A more comprehensive shared services model based on the 2012 Skehill review is on the table for the Federal Court, National Native Title Tribunal, Family Court and Federal Magistrates Court, which may soon have formal sharing arrangements in place for human resources, finance and information technology functions.
The Courts and Tribunals Legislation Amendment (Administration) Bill 2012, which received assent on 12 March 2013, will merge the Family Court and Federal Magistrates Court into one FMA Act agency, and the National Native Title Tribunal and Federal Court into another agency. While addressing many of the recommendations made in Stephen Skehill’s Strategic Review of Small and Medium Agencies in the Attorney-General’s Portfolio, this alone falls somewhat short of the full extent of changes suggested by the report.
Skehill suggested that the Government retain the option of merging all administrative functions of the Federal Court, Family Court, Federal Magistrates Court and the soon-to-be-established Military Court if this initial consolidation does not adequately achieve efficiencies, opening up the possibility of more extensive shared services arrangements in the Attorney-General’s Portfolio.
Corporate services included by Skehill in the minimum level of integration under the Bill are:
- Payroll functions;
- IT support including procurement of platforms and architecture;
- Case management;
- Records management; and
- Finance processing and management.
The Bill’s consolidation of the National Native Title Tribunal and Federal Court into a single agency with consolidated administrative services is expected to generate savings of $19 million over four years.
Under the Bill, the Courts will be merged into new agency with a single budget appropriation, increasing efficiency and eliminating the cost of duplicate accounting records and audit committees, which Skehill estimates to be around $1 million per annum.
The Bill will formalise shared services arrangements currently in place between the Family Court and Federal Magistrates Court (soon to be the Federal Circuit Court of Australia) by integrating them into a single agency. The two Courts have already merged all corporate and administrative services and appointed a single Chief Executive Officer (CEO) since November 2008, saving $7.8 million over four years.
The Family Court, which provides services to itself and the Federal Magistrates Court, has signed around $39 million worth of ICT contracts since 2008, according to Intermediumdata. Ongoing service deals include an outsourced payroll arrangement with Aurion until May 2013, and an IP video conferencing solution provided by ServicePoint until 2016. Telecommunications services are procured under an ongoing arrangement between the Family Court and VoIP, which will expire in November 2014. The Family Court has similar arrangements with IBSAV for video conferencing systems (expiring in September 2013), Kyocera Mita for major office machines (expiring in June 2014), IBM for data network equipment (expiring March 2016), and an ICT labour hire panel (expiring in June 2013).

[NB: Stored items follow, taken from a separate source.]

PR #1223, opened 2025-03-12
Feat/expiring alerts

### LINKED ISSUE #1198: Expiring site alerts
From @neilarellano:

> Are we able to add a feature to have a duration for alerts in which they expire/get removed after?

xmedr:
## Overview

tk

- Closes #1198

#### Alerts in the cms:
image

---

#### Alerts on the site:
image

### Notes

Because there are some previously approved changes from main in here, I've commented on all the changes relevant to this pr to make those clear. You can also check the latest commits to see these changes.

## Testing Instructions
** Note: if this PR requires a database migration, the review app may not work and this may have to be tested locally.
 * tk


lametro/models/cms.py
```diff
@@ -122,6 +127,9 @@ def content(self):
             + "</div>"
         )
 
+    class Meta:
+        ordering = ["pk"]
+
```
xmedr, line 132: This way they're always listed in chronological order of when they were added whether when rendered or when listed in the cms.

lametro/templates/base.html
```diff
@@ -83,7 +83,7 @@
 
         {% get_alerts as alerts %}
         {% if alerts %}
-            {% for alert in alerts|dictsort:"pk" %}
+            {% for alert in alerts %}
```
xmedr, line 86: Remove the previous sort now that they're always sorted chronologically.

lametro/templatetags/lametro_extras.py
```diff
@@ -327,7 +332,7 @@ def sort_topics(topics):
 
 @register.simple_tag
 def get_alerts():
-    return Alert.objects.all()
+    return Alert.objects.exclude(expiration__lt=timezone.now())
```
xmedr, line 335: The actual date filtering

lametro/wagtail_hooks.py
```diff
@@ -34,7 +34,7 @@ class AlertViewSet(SnippetViewSet):
     add_to_settings_menu = False
     exclude_from_explorer = False
     add_to_admin_menu = True
-    list_display = ("content",)
+    list_display = ("content", "expiration")
```
xmedr, line 37: Show expiration on the alerts list

tests/conftest.py
```diff
@@ -316,6 +318,36 @@ def build(self, **kwargs):
     return LAMetroSubjectFactory()
 
 
+@pytest.fixture
+@pytest.mark.django_db
+def alert(db):
+    """
+    An alert builder. The expiration can be entered as either a timezone aware
+    datetime object, or a datetime string in the format '%Y-%m-%d %H:%M:%S'.
+    """
```
xmedr, line 327: A shiny new builder!

tests/test_cms_models.py
```diff
@@ -0,0 +1,27 @@
...
+        ("2025-03-20 10:00:00", True),
+        ("2025-03-15 11:00:00", True),
+        ("2025-03-15 09:00:00", False),
+        ("2025-03-14 10:00:00", False),
+    ],
+)
+def test_alert_expiration(client, alert, expiration_str, should_display):
+    """
+    Test that alerts do not show on the page when expired
+    """
```
xmedr, line 20: Testing for the alert behavior

hancush:
@xmedr You can follow our instructions for Wagtail review apps in the README to run the scrape locally with a token against the review app's DB: https://github.com/Metro-Records/la-metro-councilmatic?tab=readme-ov-file#review-apps-for-wagtail-changes

lametro/templates/base.html
hancush: Great call to move the ordering up into the model so that it's consistent anywhere we're displaying the alerts!

lametro/templates/index/_meeting_details_next.html
```diff
@@ -34,16 +34,19 @@ <h3 class="h4">{{  meeting.link_html | safe }}</h3>
...
 
         <!-- Supplementary links -->
-        {% if meeting.documents.all %}
-          <div class="row">
-            <div class="col-7">
-              <a class="btn btn-teal" id="pdf-download-link" target='_blank' href='#' aria-label="Get Agenda PDF - link opens in a new tab">
-                <i class='fa fa-fw fa-download' aria-hidden="true"></i>
-                Get Agenda PDF
-              </a>
+        {% with agenda_url=meeting.documents.all|find_agenda_url %}
```
hancush, line 37: What's up with this change?

lametro/templatetags/lametro_extras.py
hancush: Hm, if dates are stored in the DB in UTC, should we pass a local time or a UTC time for filtering?

hancush (changes requested):
Looking good! 

Love the idea of entering and displaying expiration dates in local time while storing them in UTC time. Is this an out of the box thing when managing times in Wagtail, or did you configure it someplace?

Also, what do you think about defaulting to showing only active alerts, with the option to show all? The board member detail filtering might be instructive here, but happy to chat more about an approach if you like!

lametro/templates/index/_meeting_details_next.html
xmedr: This was part of [a fix in this other pr](https://github.com/Metro-Records/la-metro-councilmatic/pull/1218). I merged in main to keep the cms branch up to date (since learning my lesson with the a11y branches 😱).

But that fix was mostly to get the pdf agenda links working again, since they were previously empty.

lametro/templatetags/lametro_extras.py
xmedr: UTC for sure! And `timezone.now()` operates in UTC in this case.

At time of writing, `timezone.now` returns this in the review app's shell:
`datetime.datetime(2025, 3, 13, 14, 13, 32, 744054, tzinfo=<UTC>)`

And the current time in UTC is 2:13 PM, so this lines up.

xmedr (commented):
@hancush Ah okay so it's not the review app's vars that's the issue. Running the same scrape again this morn worked without an issue so maybe it was just a weird case (though there is a super small fix coming to get the rest of the make command working). The review app is now working!

As far as your questions:
- The app was already configured to do this! Since the `TIME_ZONE` in our settings is for LA, Django uses that to [display datetimes in templates and to interpret datetimes entered in forms](https://docs.djangoproject.com/en/5.1/ref/settings/#std-setting-TIME_ZONE). The backend keeps times in UTC by default to avoid conflicts with DST changes.
- Yea I like that idea, I'll start on that!

lametro/wagtail_hooks.py
```diff
@@ -41,6 +66,11 @@ class AlertViewSet(SnippetViewSet):
         "description",
     )
 
+    def get_queryset(self, request):
+        return Alert.objects.filter(
+            Q(expiration__gt=timezone.now()) | Q(expiration__isnull=True)
+        )
```
xmedr, line 72: Success 🎉

lametro/wagtail_hooks.py
```diff
@@ -26,11 +28,34 @@
...
+        empty_label="Not Expired",
+    )
+
+    def filter_expired_alerts(self, queryset, name, value):
+        if value == "expired":
+            return Alert.objects.filter(expiration__lte=timezone.now())
+        elif value == "all":
+            return Alert.objects.all()
+        else:
+            return queryset
```
xmedr, line 50: I kept the `else` for readability's sake, but removing it would still return the default already evaluated queryset.

xmedr (commented):
@hancush We've got default filtering working on the cms, thanks for your help again!

hancush (approved):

The Skehill review opens up the possibility of the Courts sourcing corporate services such as personnel and financial processing from the Attorney-General’s Department. However, the review recommends case-by-case testing as this arrangement may not be economical due to departmental systems potentially being more complex than those required by the Courts.
These shared services measures are part of the $38 million federal court reform package announced in September 2012, which also includes the establishment of a Military Court of Australia and increased transparency in the complaints process.
The Skehill review recommends that the new Military Court be integrated with the Federal Court as a single FMA Act agency with joint administrative systems.
The Attorney-General’s Department has commissioned two consultancies of its shared services since July 2012. One was due to be completed on 28 February 2013, and the other is ongoing and due at the end of March.
The implementation of ICT shared service arrangements at a Federal level has largely been limited to specific ICT infrastructure management services such as Secure Internet Gateways to date.